### Provided information
PR #489, opened 2022-06-06
Distributed weight initialization

merrymercy:
Now we can use `alpa.parallelize` to parallelize a weight initialization function.

## API

```python
def train_step(state, batch):

    def loss_func(params):
        out = state.apply_fn(params, batch["x"])
        return jnp.mean((out - batch["y"])**2)

    grads = alpa.grad(loss_func)(state.params)
    new_state = state.apply_gradients(grads=grads)
    return new_state

def create_state():
    model = Model()
    rngkey = jax.random.PRNGKey(0)
    params = model.init(rngkey, jnp.ones((1, input_dim)))
    tx = optax.adam(learning_rate=1e-2)
    return TrainState.create(apply_fn=model.apply, params=params, tx=tx)

batch = {
    "x": jnp.ones((batch_size, input_dim)),
    "y": jnp.ones((batch_size, output_dim)),
}

train_step = alpa.parallelize(train_step, method=ShardParallel(num_micro_batches=num_micro_batches))
create_state = alpa.parallelize(create_state, method=CreateStateParallel(train_step, batch))

state = create_state()
state = train_step(state, batch)
```

## Changes
- Add a `alpa.set_seed` for setting random number seed
- Implement the above APIs for ShardParallel and PipeshardParallel
- Clean up the compilation of PipeshardParallel
- Other small fixes

Depends on https://github.com/alpa-projects/tensorflow-alpa/pull/114


alpa/device_mesh.py
```diff
@@ -274,6 +276,10 @@ def get_exec_total_allocation_size(self, uuid: int):
     def get_exec_grad_sync_channel_ids(self, uuid: int):
         return self.executables[uuid].grad_sync_channel_ids
 
+    def set_runtime_random_seed(self, seed: int):
+        for d in self.local_devices:
+            d.set_seed(seed)
```
zhuohan123, line 281: If we set the same seed for all devices, will we generate all the same random numbers (e.g., same weights & dropout masks) on the same device? Same question for seeds on different hosts and different device meshes below.

alpa/create_state_parallel.py
```diff
@@ -0,0 +1,48 @@
...
+def compile_create_state_executable(fun, in_tree, out_tree_thunk, static_argnums,
+                                    donated_invars, batch_invars, train_step,
+                                    other_args, *avals):
+    # Trace to get jaxpr
+    jaxpr, out_avals, consts = pe.trace_to_jaxpr_final(fun, avals)
+    out_tree = out_tree_thunk()
+    state_aval = tree_unflatten(out_tree, out_avals)
+
+    executable = train_step.get_executable(state_aval, other_args)
+    placement_specs = executable.get_placement_specs()[0]
```
zhuohan123, line 23: Here do we assume that the output of `fun` should have exactly the same shape as `train_step`'s 0-th input argument? If so, we can add a document that explicitly says that.

zhuohan123 (approved):
LGTM in general. Left some comments.

alpa/pipeline_parallel/primitive_def.py
```diff
@@ -24,7 +24,7 @@
 def mark_pipeline_boundary():
     """Mark the boundary of pipeline layers. We reuse pipeline_marker for this
     functionality."""
-    return pipeline_p.bind(name="boundary", mark_type="boundary")
+    return pipeline_p.bind(0, name="boundary", mark_type="boundary")
```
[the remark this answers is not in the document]
merrymercy: If this primitive takes no input and returns no output, it will trigger a bug in jaxpr tracing. I just add a random number here to workaround the bug.

alpa/pipeline_parallel/primitive_def.py
```diff
@@ -112,8 +112,9 @@ def _pipeline_abstract_eval(*args, **kwargs):
 def _pipeline_xla_translation(c, *args, **kwargs):
     # TODO(yonghao): separate identity and marker in JAX
     if kwargs["mark_type"] == "hook":
-        return xla_identity(c, "hook", *args)
-    return xla_pipeline_marker(c, kwargs["mark_type"], kwargs["name"], *args)
+        ret = xla_identity(c, "hook", *args)
```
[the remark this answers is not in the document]
merrymercy: Sorry, this is my debug code. I will delete them

alpa/device_mesh.py
merrymercy: The current design:
1. We set the same "initial" random seed for all devices in all meshes.
2. When a device generates random states. It uses `actual_seed = initial ^ (device_id_in_a_mesh + mesh_id * 1024)`. Currently I only implemented `initial ^ device_id_in_a_mesh` part (see https://github.com/alpa-projects/tensorflow-alpa/blob/6741748e6f214dc8000a4bd24967df642852bb1a/tensorflow/compiler/xla/service/gpu/rng_thunk.cc#L27). I will add the `mesh_id` support when I implement this for `PipeshardParallel`

alpa/create_state_parallel.py
merrymercy: Will do

alpa/pipeline_parallel/primitive_def.py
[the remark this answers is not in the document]
zhuohan123: What exactly is the bug? We have been using this boundary for a long while but we didn't to meet any bug before.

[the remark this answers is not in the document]
merrymercy: I fixed it.

merrymercy:
@zhuohan123 @ZYHowell Please take another look. I finished the support for pipeshard parallel. The most critical part is these lines 
https://github.com/alpa-projects/alpa/blob/1d61371c1938bf4ec99f840d0a9978f3e7c90678/alpa/create_state_parallel.py#L80-L137
where I created an executable following given sharding specs and mesh assignments. For `eval_step`, we will do similar things.

alpa/create_state_parallel.py
```diff
@@ -0,0 +1,177 @@
...
+                 pipeshard_config: PipeshardConfig,
+                 placement_specs: Sequence[PlacementSpec],
+                 out_tree: Optional[PyTreeDef] = None,
+                 static_argnums: Optional[Sequence[int]] = None):
+        super().__init__(mesh_group=mesh_group,
+                         pipeshard_config=pipeshard_config,
+                         num_batch=1,
+                         out_tree=out_tree,
+                         static_argnums=static_argnums)
+        self.placement_specs = placement_specs
```
ZYHowell, line 39: I suggest we use different names for input and output placement specs. Like `get_placement_specs`->`get_input_placement_specs`. Otherwise this class has a `placement_specs` member and a `get_placement_specs` method(inherited from PipeshardParallel) but the two have different meaning

alpa/create_state_parallel.py
```diff
@@ -0,0 +1,176 @@
...
+
+        output_shardings = []
+        for var, spec in zip(outvars, placement_specs):
+            if isinstance(var, Var):
+                var2mesh[var] = spec.mesh_ids[0]
+            output_shardings.append(spec.sharding_specs[0])
+
+        num_meshes = len(executable.mesh_group)
+
+        propagate_mesh_assignment(jaxpr, var2mesh, eqn2mesh)
```
ZYHowell, line 120: Apply Gradient in Pipeshard parallel's compile executable has a likewise function. I'll try to merge the two and move to utils.py

ZYHowell (approved):
LGTM. Only few comments.

alpa/shard_parallel/compile_executable.py
```diff
@@ -138,8 +139,9 @@ def shard_parallel_internal_gradient_accumulation(
     """Compile a gradient accumulation executable with auto-sharding pass."""
     # pylint: disable=unused-argument
     # Split the batch dimension
-    closed_jaxpr, avals, _ = trace_jaxpr_with_micro_batch(
+    closed_jaxpr, _ = trace_jaxpr_with_micro_batch(
         fun, batch_invars, num_micro_batches, raw_avals)
+    avals = closed_jaxpr.jaxpr.invars
```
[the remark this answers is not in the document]
merrymercy: Actually, these variables are never used in `run_auto_sharding_pass`. Let me delete these unused arguments in `run_auto_sharding_pass`

alpa/create_state_parallel.py
merrymercy: Sounds good. I renamed `get_placement_specs` to `get_input_placement_specs` and renamed `placement_specs` in `CreateStateExecutable` to `target_placement_specs`

alpa/create_state_parallel.py
merrymercy: They have a slight difference:
- in apply_grad, we can replicate the equations to favor recomputation over communication. 
- in create_state, due to our use of stateful random number generation, replicated computation can generate different results on different device meshes. So we cannot replicate equations. We have to use send/recv to send the temp results among meshes. To avoid the deadlock, we also need to fix an order.

merrymercy:
Comments are addressed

### To do
Repeat the material word for word, leaving out no line.

### Response
PR #489, opened 2022-06-06
Distributed weight initialization

merrymercy:
Now we can use `alpa.parallelize` to parallelize a weight initialization function.

## API

```python
def train_step(state, batch):

    def loss_func(params):
        out = state.apply_fn(params, batch["x"])
        return jnp.mean((out - batch["y"])**2)

    grads = alpa.grad(loss_func)(state.params)
    new_state = state.apply_gradients(grads=grads)
    return new_state

def create_state():
    model = Model()
    rngkey = jax.random.PRNGKey(0)
    params = model.init(rngkey, jnp.ones((1, input_dim)))
    tx = optax.adam(learning_rate=1e-2)
    return TrainState.create(apply_fn=model.apply, params=params, tx=tx)

batch = {
    "x": jnp.ones((batch_size, input_dim)),
    "y": jnp.ones((batch_size, output_dim)),
}

train_step = alpa.parallelize(train_step, method=ShardParallel(num_micro_batches=num_micro_batches))
create_state = alpa.parallelize(create_state, method=CreateStateParallel(train_step, batch))

state = create_state()
state = train_step(state, batch)
```

## Changes
- Add a `alpa.set_seed` for setting random number seed
- Implement the above APIs for ShardParallel and PipeshardParallel
- Clean up the compilation of PipeshardParallel
- Other small fixes

Depends on https://github.com/alpa-projects/tensorflow-alpa/pull/114


alpa/device_mesh.py
```diff
@@ -274,6 +276,10 @@ def get_exec_total_allocation_size(self, uuid: int):
     def get_exec_grad_sync_channel_ids(self, uuid: int):
         return self.executables[uuid].grad_sync_channel_ids
 
+    def set_runtime_random_seed(self, seed: int):
+        for d in self.local_devices:
+            d.set_seed(seed)
```
zhuohan123, line 281: If we set the same seed for all devices, will we generate all the same random numbers (e.g., same weights & dropout masks) on the same device? Same question for seeds on different hosts and different device meshes below.

alpa/create_state_parallel.py
```diff
@@ -0,0 +1,48 @@
...
+def compile_create_state_executable(fun, in_tree, out_tree_thunk, static_argnums,
+                                    donated_invars, batch_invars, train_step,
+                                    other_args, *avals):
+    # Trace to get jaxpr
+    jaxpr, out_avals, consts = pe.trace_to_jaxpr_final(fun, avals)
+    out_tree = out_tree_thunk()
+    state_aval = tree_unflatten(out_tree, out_avals)
+
+    executable = train_step.get_executable(state_aval, other_args)
+    placement_specs = executable.get_placement_specs()[0]
```
zhuohan123, line 23: Here do we assume that the output of `fun` should have exactly the same shape as `train_step`'s 0-th input argument? If so, we can add a document that explicitly says that.

zhuohan123 (approved):
LGTM in general. Left some comments.

alpa/pipeline_parallel/primitive_def.py
```diff
@@ -24,7 +24,7 @@
 def mark_pipeline_boundary():
     """Mark the boundary of pipeline layers. We reuse pipeline_marker for this
     functionality."""
-    return pipeline_p.bind(name="boundary", mark_type="boundary")
+    return pipeline_p.bind(0, name="boundary", mark_type="boundary")
```
[the remark this answers is not in the document]
merrymercy: If this primitive takes no input and returns no output, it will trigger a bug in jaxpr tracing. I just add a random number here to workaround the bug.

alpa/pipeline_parallel/primitive_def.py
```diff
@@ -112,8 +112,9 @@ def _pipeline_abstract_eval(*args, **kwargs):
 def _pipeline_xla_translation(c, *args, **kwargs):
     # TODO(yonghao): separate identity and marker in JAX
     if kwargs["mark_type"] == "hook":
-        return xla_identity(c, "hook", *args)
-    return xla_pipeline_marker(c, kwargs["mark_type"], kwargs["name"], *args)
+        ret = xla_identity(c, "hook", *args)
```
[the remark this answers is not in the document]
merrymercy: Sorry, this is my debug code. I will delete them

alpa/device_mesh.py
merrymercy: The current design:
1. We set the same "initial" random seed for all devices in all meshes.
2. When a device generates random states. It uses `actual_seed = initial ^ (device_id_in_a_mesh + mesh_id * 1024)`. Currently I only implemented `initial ^ device_id_in_a_mesh` part (see https://github.com/alpa-projects/tensorflow-alpa/blob/6741748e6f214dc8000a4bd24967df642852bb1a/tensorflow/compiler/xla/service/gpu/rng_thunk.cc#L27). I will add the `mesh_id` support when I implement this for `PipeshardParallel`

alpa/create_state_parallel.py
merrymercy: Will do

alpa/pipeline_parallel/primitive_def.py
[the remark this answers is not in the document]
zhuohan123: What exactly is the bug? We have been using this boundary for a long while but we didn't to meet any bug before.

[the remark this answers is not in the document]
merrymercy: I fixed it.

merrymercy:
@zhuohan123 @ZYHowell Please take another look. I finished the support for pipeshard parallel. The most critical part is these lines 
https://github.com/alpa-projects/alpa/blob/1d61371c1938bf4ec99f840d0a9978f3e7c90678/alpa/create_state_parallel.py#L80-L137
where I created an executable following given sharding specs and mesh assignments. For `eval_step`, we will do similar things.

alpa/create_state_parallel.py
```diff
@@ -0,0 +1,177 @@
...
+                 pipeshard_config: PipeshardConfig,
+                 placement_specs: Sequence[PlacementSpec],
+                 out_tree: Optional[PyTreeDef] = None,
+                 static_argnums: Optional[Sequence[int]] = None):
+        super().__init__(mesh_group=mesh_group,
+                         pipeshard_config=pipeshard_config,
+                         num_batch=1,
+                         out_tree=out_tree,
+                         static_argnums=static_argnums)
+        self.placement_specs = placement_specs
```
ZYHowell, line 39: I suggest we use different names for input and output placement specs. Like `get_placement_specs`->`get_input_placement_specs`. Otherwise this class has a `placement_specs` member and a `get_placement_specs` method(inherited from PipeshardParallel) but the two have different meaning

alpa/create_state_parallel.py
```diff
@@ -0,0 +1,176 @@
...
+
+        output_shardings = []
+        for var, spec in zip(outvars, placement_specs):
+            if isinstance(var, Var):
+                var2mesh[var] = spec.mesh_ids[0]
+            output_shardings.append(spec.sharding_specs[0])
+
+        num_meshes = len(executable.mesh_group)
+
+        propagate_mesh_assignment(jaxpr, var2mesh, eqn2mesh)
```
ZYHowell, line 120: Apply Gradient in Pipeshard parallel's compile executable has a likewise function. I'll try to merge the two and move to utils.py

ZYHowell (approved):
LGTM. Only few comments.

alpa/shard_parallel/compile_executable.py
```diff
@@ -138,8 +139,9 @@ def shard_parallel_internal_gradient_accumulation(
     """Compile a gradient accumulation executable with auto-sharding pass."""
     # pylint: disable=unused-argument
     # Split the batch dimension
-    closed_jaxpr, avals, _ = trace_jaxpr_with_micro_batch(
+    closed_jaxpr, _ = trace_jaxpr_with_micro_batch(
         fun, batch_invars, num_micro_batches, raw_avals)
+    avals = closed_jaxpr.jaxpr.invars
```
[the remark this answers is not in the document]
merrymercy: Actually, these variables are never used in `run_auto_sharding_pass`. Let me delete these unused arguments in `run_auto_sharding_pass`

alpa/create_state_parallel.py
merrymercy: Sounds good. I renamed `get_placement_specs` to `get_input_placement_specs` and renamed `placement_specs` in `CreateStateExecutable` to `target_placement_specs`

alpa/create_state_parallel.py
merrymercy: They have a slight difference:
- in apply_grad, we can replicate the equations to favor recomputation over communication. 
- in create_state, due to our use of stateful random number generation, replicated computation can generate different results on different device meshes. So we cannot replicate equations. We have to use send/recv to send the temp results among meshes. To avoid the deadlock, we also need to fix an order.

merrymercy:
Comments are addressed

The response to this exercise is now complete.